Had it been Narendra Modi who had made such a presentation, his team would have gone to town in making sure that it — and word about it — was relayed to the far corners of the country within minutes. The Congress, however, had no such strategy, not even to get the Youth Congress leaders on Facebook and Twitter and provoke a roaring debate around their icon Rahul and the change he wanted to bring. As a result, the Internet was full of voices skeptical about the new vice president of the Congress.    

This speaks volumes about the inadequacy of the Congress party’s media and communications strategy.  When it thinks of “media management”, it is only thinking of how to push the media to echo its line. 

It is not as if the Congress does not have bright, articulate, tech and media savvy leaders. But they need to be unleashed, utilized and tasked with specific responsibilities.

It is possible that many Congress leaders were unwilling to face the cameras soon after Jaipur because they were not sure how to handle the subject, particularly as it involved Rahul. And they had obviously not been briefed about the line to take.

It is also possible that they thought it was better to stay off screen at a time when Rahul was about to reconstitute his new team — lest they commit a faux pas, and be sidelined, as a result.

Though many young leaders were called to speak on the Jaipur Declaration at the AICC session, very few went beyond singing paeans of Rahul.

Rahul has many tasks confronting him now. He has to put together his team, and there is speculation on whether he will go in for his own “political secretary”, or a team of four-five mass-based leaders, from north, south, east and west, who give him feedback and act as his think tank.

From all accounts, however, it may be “continuity with change” for Rahul, rather than “change with continuity”, let alone a complete break from the past. Rahul likes to move cautiously, like his mother, and has given enough hints that he will continue with senior leaders, many of them in his mother’s team, and “learn” from them.

It is interesting that though his formal anointment as the party’s number two had been decided 10 days before the chintan shivir, only a handful of leaders, and that includes the party’s old guard — Ahmed Patel, Janardan Dwivedi, Motilal Vora and AK Antony — were apparently privy to it, apart from the Gandhi family!

At Jaipur, Rahul laid out a vision of the systemic change in the party that he would like to move towards, but that is a long term project. More imminent, he has to beat the Congress into some kind of a shape in the 2013 poll-going states.

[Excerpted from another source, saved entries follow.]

Issue #2786, opened 2026-08-30
apr decodes at 0.579x ollama on GB10 Blackwell while passing on Ada — all three documented causes ruled out


noahgift:
`cuda-nightly` was rewired to gx10 (aarch64 GB10 Grace Blackwell) in #2740. On its **first two runs there it failed**, on a real measurement, having passed four nights running on the Ada RTX 4090.

```
BEAT-OLLAMA-DECODE-THROUGHPUT [ENFORCED median-of-7 >= 0.90x]:
  apr_median7=105.6  apr_best=140.0  ollama_median=182.3 tok/s
  ratio_median=0.579x  ratio_best=0.767x  (steady-state GPU decode)
  apr trials=[111.80, 96.78, 96.41, 99.01, 111.43, ...]
```

## This is not a flake and not the runner move

| date | runner | arch | result |
|---|---|---|---|
| 2026-08-26 | lambda-4090 | Ada, x86_64 | success |
| 2026-08-27 | lambda-4090 | Ada, x86_64 | success |
| 2026-08-28 | lambda-4090 | Ada, x86_64 | success |
| 2026-08-29 | lambda-4090 | Ada, x86_64 | success |
| **2026-08-30 04:23** | **gx10-blackwell** | **Blackwell, aarch64** | **failure 0.579x** |
| **2026-08-30 07:10** | **gx10-blackwell** | **Blackwell, aarch64** | **failure** (scheduled) |

Two independent runs, one dispatched and one scheduled. The seven trials are tightly clustered (96.4–111.8 tok/s), so this is a stable operating point, not variance.

This is exactly what `cuda-nightly.yml`'s own header predicted:

> *"A CUDA regression that reproduces on Ada but not Blackwell will not be caught here."*

It is caught now.

## All three documented causes are ruled out

The gate's failure message lists what to check, in order. I worked through them:

**(1) Is the F2 first-token gate rejecting the CUDA path?** — **Ruled out by the number itself.** The message states that a rejected CUDA path falls to wgpu, then CPU SIMD, and measures *"~20 tok/s - ratio ~0.065"*. We measured **105.6 tok/s / 0.579x**, an order of magnitude above that signature. No `GPU diverges from CPU` or `cosine < 0.95` in the log.

**(2) Is `APR_BIN` built `--features cuda`?** — **Ruled out.** The job log contains `nice -n 19 cargo build --release --features cuda --bin apr`.

[...]

PR #2800, opened 2026-08-31
evidence(perf-061): the GB10 shortfall on #2786 is a real deficit, not warm-up

noahgift:
Closes the warm-up hypothesis on #2786 with four discriminators. **The GB10 shortfall is a real deficit, not a measurement artefact.**

| Discriminator | Result |
|---|---|
| Ordering ramps? | **No.** Spearman rho +0.393 (p=0.198) and +0.179 (p=0.357), Fisher-pooled p=0.445. Maxima at trial 7 and trial 3 |
| Longer warmup moves the median? | **No.** Cold 105.96 tok/s (0.579x) vs warm 112.70 (0.616x). Delta +6.4%, permutation p=0.650 — the floor needs +55% |
| Token ladder (differences nothing) | R = 106.4 tok/s [95% CI 103.1-110.0] = 0.582x, marginal rate flat from token 128 to 1024 |
| Why ratio_best > ratio_median | Needs no warm regime: rate = 256000/Delta is a reciprocal, so it is right-skewed even at constant speed |

Three independent estimators agree with the gate: **0.582 / 0.586 / 0.579** vs the CI's **0.579**.

Scope note: `>= 0.90x` is a no-collapse floor, not a beat target.

Evidence-only; no source changes.

Refs #2786, APR-PERF-GATE-001 (#2706)

no-close: this PR closes a HYPOTHESIS about #2786, not the issue. The GB10 shortfall #2786 names is confirmed real here, so #2786 stays open.


noahgift:

```
DEGRADED-INPUTS: pmat MCP ConnectionRefused (fell back to pmat CLI 3.34.0 on an index built from d6c6c6f8f, 71 commits behind main and NOT an ancestor of the PR head); CUDA docs returned no authority on the nvidia-smi/NVML claims across 3 queries | pr-review v2.0.0 | verdict=BLOCK | consultations: pmat=consulted cuda=no-authority-found crux=consulted mutation=not-triggered | findings=4 (cited=0 measured=4 asserted=0) | index=d6c6c6f ancestor=false
```

**4 findings raised, 3 survived adversarial refutation** (three independent verifiers per finding — correctness / scope / evidence-quality lenses, refute-by-default). Refuted findings are dropped, not shown.

---

### 1. Fisher-pooled p = 0.445 does not reproduce; the correct value is 0.258, and the error flatters the PR's own conclusion

`evidence/perf-061/ci-trial-ordering-analysis.txt:19` · grounding: **measured** · blocking class: `none`

**Evidence**

```
Claimed, in four places:
  ci-trial-ordering-analysis.txt:19  POOLED (Fisher) over both runs: X2=5.303 df=4  p=0.445
  gb10-warmup.md:23   ... Fisher-pooled **p = 0.445**
  gb10-warmup.md:72   Fisher-combined **p = 0.445**.
  findings.json:32    "fisher_pooled_p": 0.445,
(and in the PR body's headline table: "Fisher-pooled p=0.445")

I reproduced the inputs exactly by enumerating all 5040 orderings, as the doc specifies:
  pA=0.197817 pB=0.356548          -> matches the stated 0.198 / 0.357
  X2=-2*(ln pA + ln pB) = 5.3034   -> matches the stated 5.303

But the p-value does not follow from that statistic:
  $ python3 -c "from scipy import stats; print(stats.chi2.sf(5.3034,4))"
  0.2575588123
```

**Why it matters** — The conclusion survives — 0.24 and 0.26 are both far from any conventional significance threshold, so 'no warm-up ramp in the trial ordering' still holds, and the two component p-values (0.198, 0.357) are stated correctly. But the number is wrong by a factor of ~1.8 in the direction that makes the PR's own claim look stronger than it is, and it is the headline statistic for discriminator 1 in the PR body. Everything else in this document reproduced to the digit, which is what makes this one stand out: a reader who spot-checks anything else will find it exact and extend that trust to this. Fix the four occurrences to 0.258 (or 0.241 for the exact permutation null, which is the estimator the rest of discriminator 1 uses and is the more consistent choice).

Not refutable on the scope lens, and the math holds up under independent reproduction. SCOPE: all three cited files are additions in this PR, not pre-existing on main. `git show origin/main:evidence/perf-061/ci-trial-ordering-analysis.txt` returns "fatal: path ... does not exist in 'origin/main'"; `git log origin/main -- evidence/perf-061/` is empty (the directory has never been on main); and `git diff --name-status $(git merge-base origin/main pr2800-check) pr2800-check` marks ci-trial-ordering-analysis.txt, gb10-warmup.md and findings.json all as `A` (added). The merge-base boundary does not apply. MATH: I independently enumerated all 5040 orderings without scipy and got A rho=0.3929 p=0.197817 and B rho=0.1786 p=0.356548 (matching the PR's 0.393/0.198 and 0.179/0.357), X2=-2*(ln pA+ln pB)=5.3034 (matching the PR's 5.303), and chi2 survival at df=4 via the closed form (1+x/2)e^(-x/2) = 0.25756 -- not 0.445. df=6 gives 0.50553; no df yields 0.445. The three quantities on line 19 (X2=5.303, df=4, p=0.445) are mutually inconsistent on that single line, so this is not the reviewer feeding in different inputs. OTHER REFUTATION ROUTES CLOSED: not a negative control (the surrounding text is a substantive discriminator write-up concluding "There is no ramp"; no "MUST fail" or "SELF-TEST PASSED" framing anywhere near it); grounding `measured` is honest (pasted scipy output, which I reproduced by a second method); blocking is `none`, so spec 1 and spec 7 do not apply; and all four claimed occurrences exist verbatim in the PR head (ci-trial-ordering-analysis.txt:19 "POOLED (Fisher) 

</details>
---

### 2. ramp.sh's 'must be 0' contamination check has an inverted exit status: it exits 1 when clean and 0 when contaminated

`evidence/perf-061/ramp.sh:36` · grounding: **measured** · blocking class: `none`

**Evidence**

```
The final two lines of ramp.sh, which is committed as one of 'the measurement harnesses, exactly as run' (gb10-warmup.md file table):
  35: echo "=== CB-006-OUT lines (must be 0) ==="
  36: cat "$OUT/apr.stdout" "$OUT/apr.stderr" | grep -c "CB-006-OUT"

Because `grep -c` exits 1 when the count is zero, and this is the last command of a script running `set -uo pipefail` with no `-e`, the script's status is the negation of the check it is labelled with. I reproduced the exact construct against a clean and a contaminated fixture:

  --- CLEAN (0 contamination = the GOOD case) ---
  === CB-006-OUT lines (must be 0) ===
  0
  script exit status = 1
  --- DIRTY (1 contamination line = the BAD case
```

**Why it matters** — This is the repo's own named recurring class — CLAUDE.md 'Verification Discipline' rule 1 and the SIGPIPE/pipefail memory entry, whose worst variant is described as 'the INVERTED site ... EPIPE PASSES a safety check'. Here the polarity is inverted by grep -c rather than SIGPIPE, with the same effect. Today the impact is bounded: the count is printed and was read by eye, the headline number (0 CB-006-OUT lines across 66 invocations) is corroborated independently by gb10exp.sh's per-invocation cb column, which captures grep -c's stdout and ignores its status, and nothing in the repo invokes ramp.sh and checks $?. But the file is committed under evidence/ as the reproduction recipe, so the next person who wraps it in CI or an `if ramp.sh; then` gets a contamination gate that fires only when the run is clean. Terminate the script with an explicit comparison, e.g. `n=$(grep -c ... || true); echo "$n"; [ "$n" -eq 0 ]`.

Finding survives on the evidence-quality lens. (1) The quote is verbatim: origin/feat/y3-gb10:evidence/perf-061/ramp.sh is exactly 36 lines, line 4 is `set -uo pipefail` (no -e), and line 36 `cat "$OUT/apr.stdout" "$OUT/apr.stderr" | grep -c "CB-006-OUT"` is the last executed statement, so the script's status IS that pipeline's status. (2) The `measured` mark is honest — I independently reproduced the identical construct against clean and contaminated fixtures and got prints `0`/exit=1 for clean and prints `1`/exit=0 for dirty, matching the pasted output. (3) Not pre-existing: `git show origin/main:evidence/perf-061/ramp.sh` returns "does not exist in 'origin/main'", and `gh pr view 2800` lists ramp.sh as an added file — the whole evidence/perf-061 directory is new in this diff. (4) Not a negative control: there is no "it MUST fail" or "SELF-TEST PASSED" marker near it; gb10-warmup.md:275 files it under "the measurement harnesses, exactly as run" and never discloses or relies on an exit status. (5) Grading is internally consistent — `blocking: none` alongside `grounding: measured` with pasted output, so no spec-1 violation of a blocking_class on an asserted finding. (6) I also verified the finding's own bounding claim rather than trusting it: gb10exp.sh:23 is `local cb; cb=$(... | grep -c "CB-006-OUT")` under `set -uo pipefail` with no -e, so it captures stdout and discards status, and the trailing cb column in gb10-raw-trials.tsv is 0 on every ladder row — the corroboration the reviewer cites is real, so impact is genuinely bounded and was not overstated. The only stretch 

</details>
---

### 3. The dispersion contrast quotes 'ollama CV 0.41-0.75%' while a sibling file in the same PR computes 22.13% for one of the two cited runs

`evidence/perf-061/gb10-warmup.md:217` · grounding: **measured** · blocking class: `none`

**Evidence**

```
Claimed:
  gb10-warmup.md:217  - apr CV 12.7-15.0% vs ollama CV 0.41-0.75%, same box, minutes apart.
  findings.json:90    "evidence": "apr CV 12.7-15.0% vs ollama CV 0.41-0.75%, same box, minutes apart. ..."

Computed by the PR itself, one file over:
  ci-trial-ordering-analysis.txt:24  A 33292383055 04:23  apr     n=7 ... CV=14.00%
  ci-trial-ordering-analysis.txt:25  A 33292383055 04:23  ollama  n=5 min= 100.85 max= 182.90 median= 182.35 range= 45.0%  CV=22.13%

I reproduced all four CVs from the committed trial series: apr A 14.00%, ollama A 22.13%, apr B 15.02%, ollama B 0.41%. The local session's ollama CV is 0.75% (median 182.86), also reproduced. So the stated 0.41-0.75% range covers
```

**Why it matters** — The section this line anchors ('What the harness does get wrong — noise, not bias') rests on a two-sided dispersion contrast: apr's estimator is intrinsically noisy, ollama's is intrinsically tight. That conclusion is defensible and I believe it is correct — the 22.13% is driven entirely by one runaway trial (100.85), and the PR does disclose that separately in side finding B. But the range as written reads as complete and is not, and a reader who reads only this section gets a contrast that would partly invert for run A. Either widen the range to 0.41-22.1% with the one-line runaway caveat inline, or state the exclusion explicitly ('excluding run A's runaway trial, see side finding B'). Costs one clause and removes the only place in an otherwise scrupulous document where a number was selected rather than reported.

Could not refute; every check confirms it. (1) Not pre-existing: `git show origin/main:evidence/perf-061/gb10-warmup.md` returns "does not exist in origin/main" — all 13 PR files are new. (2) Quotes are verbatim at PR head b74a2b1ad: gb10-warmup.md:217 "apr CV 12.7–15.0% vs ollama CV 0.41–0.75%" and ci-trial-ordering-analysis.txt:25 "ollama n=5 ... CV=22.13%". (3) I recomputed all five CVs by hand from the committed series and each reproduces: ollama A [154.99,182.79,182.90,182.35,100.85] mean 160.776 sd 35.58 -> 22.13%; apr A 14.00%; apr B 15.02%; local ollama [182.94,183.19,182.78,180.25] -> 0.752% median 182.86 (matches gb10-analysis.txt:13-14); local apr cold gate from gb10-raw-trials.tsv -> 12.67%. (4) The asymmetry is real and load-bearing: the apr range 12.7-15.0 is exactly min-max over all three sources, while the ollama range 0.41-0.75 covers only B and local and drops A's 22.13%, the largest value on that side. (5) Run A is in scope of the same bullet list — line 218 uses run A's ollama median (182.35 -> 182.28 = 0.04%) one line below the range that omits run A's ollama CV. (6) Run A is the headline run: line 4 frames the doc on ratio_median 0.579x, line 113 says "The cold arm reproduces CI run 33292383055 exactly: 0.579x", line 172 tabulates 0.579x/0.647x for A/B. (7) Grepping all five evidence files for CV|22.13|0.41|0.75|runaway|outlier|exclud finds no line scoping the range. (8) Not a negative control — no "MUST fail"/"SELF-TEST PASSED" marker; this is prose, not a guard row. (9) Grounding valid: `measured` with primary artifacts pasted verbatim and all derive

</details>

---

noahgift:
Heads-up: #2829 adds a rule to `check_pass_grep_anchored.sh` that this branch's
`evidence/perf-061/ramp.sh` trips. Verified by running the new guard against
this branch's actual file:

```
INVERTED-EXIT evidence/perf-061/ramp.sh:36
              final command: cat "$OUT/apr.stdout" "$OUT/apr.stderr" | grep -c "CB-006-OUT"
              the script EXPORTS this grep status as its own:
                  input with NO match -> exit 1
                  input WITH a match  -> exit 0
```

Line 36 is the script's final command, so `ramp.sh` returns grep's status:
**exit 1 when the log is clean, exit 0 when it is contaminated** — the opposite
of the `=== CB-006-OUT lines (must be 0) ===` banner one line above. A caller
checking `rc` gets the inverted answer.

One-line fix, and it makes the intended polarity explicit:

```bash
n=$(cat "$OUT/apr.stdout" "$OUT/apr.stderr" | grep -c "CB-006-OUT")
echo "$n"
[ "$n" -eq 0 ] || exit 1
```

(or just `exit 0` if the count is only meant to be read by a human). Whichever
lands first, the other will need this.

noahgift:
Re-verified after rebasing #2829 onto `385db8a02`: unchanged. Rule 2 run against all three of this branch's evidence scripts at `18474b10d` (`ramp.sh`, `gb10exp.sh`, `matched.sh`) finds exactly one hit, still `evidence/perf-061/ramp.sh:36` — the other two end in `echo` and are clean. The fix in the comment above still applies as written.

noahgift:
PP-066 triage (epic #2873, ticket #2986): **CARRY-0.67:W-G**. Linked issue #2786 sits in the carried 0.67 row W-G (issue #2942, `docs/specifications/pp-066-dag.yaml`). Converted to draft and labelled `pp-066/carry-0.67`; not closed. Evidence stays attached to #2786 until W-G opens.

noahgift:

No activity since 2026-09-17 13:33Z; **2 release trains have been cut since** (v0.68.2, v0.68.1). Age is the only input to this sweep — it is not a judgement on the work, and a train label such as `pp-066/carry-*` is not an exemption.

noahgift:
**Triage disposition, cop, 2026-09-20: moved 0.71 → 0.70.**

**0.70's theme is "verbs that are fast"** — #3602's batched-prefill correctness fix, the TTFT ratchet built on #3604's before/after receipts, and decode parity against llama.cpp by reference. **This PR's subject is that theme**, and it was sitting two trains out from the release that will actually do the work.

Measured today and relevant to this row, so it is not re-derived from scratch:

- **apr decode is ~370 tok/s against llama.cpp's 179–189** on the same box and file — roughly **2× faster**. The gap is entirely **pre-generation**.
- **TTFT is 14–16 s against 1.8–2.9 s**, and **67 % of it is `f2_validate_qwen35`** — a full **CPU reference forward** run before the user's first token, on every invocation, saturating at ~9.5 s because `QWEN35_F2_PROBE_MAX = 64`. Split measured: **90–93 % CPU reference, 6–9 % GPU probe** (#3604 caches it).
- On the **dense** path, `--gpu` is currently **2–3× slower** than `--no-gpu` — the GPU result fails its own cosine check (`0.4153@1`) and falls back after the user has paid (#3602).

**What that changes for this PR:** any prefill/decode ratio measured before #3604 lands is measured in a regime that is about to move by ~9 s. **State which regime the numbers were taken in** — that is the difference between a result and a snapshot, and it is the caveat that will be invisible to a reader six weeks from now.

Milestone moved; no judgement on the work itself, which nobody has reviewed in twenty days.

noahgift:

In normal course, the party should have been able to put the BJP on the defensive in Madhya Pradesh and Chhatisgarh, but neither state looks easy for it, thanks to the absence of a clear leadership in both states.  Rajasthan and Delhi are suffering from anti-incumbency, though Karnataka does provide a window of opportunity for the Congress.

The longer term challenge of reviving the Congress in the large states — UP, Bihar, Tamil Nadu, West Bengal — remains unaddressed and with the party deferring the decision on Telangana again, the situation does not look good for it in Andhra Pradesh, which propelled it to power in 2004 and 2009.  

Though the Nehru-Gandhi family has been known to keep the Congress united, party members accept the stewardship of the family because it is able to deliver votes to the party. The situation could start changing the moment Congressmen get a sense that the Gandhi family is unable to garner votes.

Though Rahul had managed to create a new connect with his party workers at Jaipur, they are carefully watching to see whether the hitherto aloof and inaccessible leader is going to metamorphose into a 24x7 politician, available to them.

The most important task before Rahul, however, is to create an environment in which his team feels free to speak out without fear of making mistakes, because he has created a sense of confidence in them that even if they do, he will stand by them. For, what bedevils the Congress today is not a lack of talent or ideas, but the party’s inability to distinguish between sycophancy and loyalty.